At assorted Web design/development gatherings I've seen a big divide between coders types, almost all of whom use some form of version control, and designer type, whose idea of version control is the periodic use of winzip or stuffit.

Having more articles like this is Designer Land is fantastic.

I would urge developers who work with designers to consider arranging some sort of presentation, perhaps at lunch, about version control. Spread the love.


I think the analogy with Wikipedia is a pretty good one for explaining version control to people who have no idea what it is. Often web savvy types have at least seen the history of a Wikipedia article before and can use that as a reference.


How well does git handle non-text files like .psd and .ai files?


According to "Mercurial: The Definitive Guide" by Bryan O'Sullivan [1], it might make sense to use Subversion if you are collaborating with others on said binary files:

> Because Subversion doesn't store revision history on the client, it is well suited to managing projects that deal with lots of large, opaque binary files. If you check in fifty revisions to an incompressible 10MB file, Subversion's client-side space usage stays constant The space used by any distributed SCM will grow rapidly in proportion to the number of revisions, because the differences between each revision are large.

> In addition, it's often difficult or, more usually, impossible to merge different versions of a binary file.
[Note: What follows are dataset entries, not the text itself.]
Issue #726, opened 2026-05-07
Define apex's public entry points via package.json subpath exports


jorgeraad:
Define apex's external entry points via `package.json#exports` (subpath exports) pointing at module barrels. Replace today's `@pensar/apex/src/core/agents/specialized/<x>` deep-import compatibility shims with proper subpaths like `@pensar/apex/agents/<x>`.

Files currently acting as compat shims:
- `src/core/agents/specialized/authenticationAgent/index.ts`
- `src/core/agents/specialized/environment/index.ts`
- `src/core/agents/specialized/patching/index.ts`
- `src/core/agents/specialized/codeAgent/schemas.ts`

Each is pinned by external deep imports and listed in `knip.json` as an `entry` to escape dead-code detection.

### Proposed fix

Add `exports` to `package.json`:

```jsonc
"exports": {
  ".":                       "./src/core/api/index.ts",
  "./agents/authentication": "./src/core/agents/specialized/authenticationAgent/index.ts",
  "./agents/environment":    "./src/core/agents/specialized/environment/index.ts",
  "./agents/patching":       "./src/core/agents/specialized/patching/index.ts",
  "./agents/code/schemas":   "./src/core/agents/specialized/codeAgent/schemas.ts"
}
```

Consumers migrate from `@pensar/apex/src/core/agents/specialized/patching` → `@pensar/apex/agents/patching`. The compat shims and their `knip.json` entries go away. Each subpath barrel is the stable public contract — internal restructures behind it stay invisible to consumers.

Subversion's ability to let a user lock a file, so that they temporarily have the exclusive right to commit changes to it, can be a significant advantage to a project where binary files are widely used.

[1]: http://hgbook.red-bean.com/read/how-did-we-get-here.html


I have a git repo that seems to do fine handling binary files of 1-200 megabytes that regularly update.

The downside is that the repo grows by that much every time I update the file. The upside is that I get a version history if I need to back out to an older version!


Also, you can't diff or merge them.


Thats not gits fault. It would need to know how the programm that preduced the file does updates or some professor somewere has to figure it out on bitlevel.


With the push in the design community to create some sort of replacement for psd comps, I could see a new file type becoming accepted.

The problem is that web design inevitably ends up in pixels, and I will always have to move to that level to tweak, anathema to version control.


It can handle whatever you put into it, but obviously won't be able to diff them.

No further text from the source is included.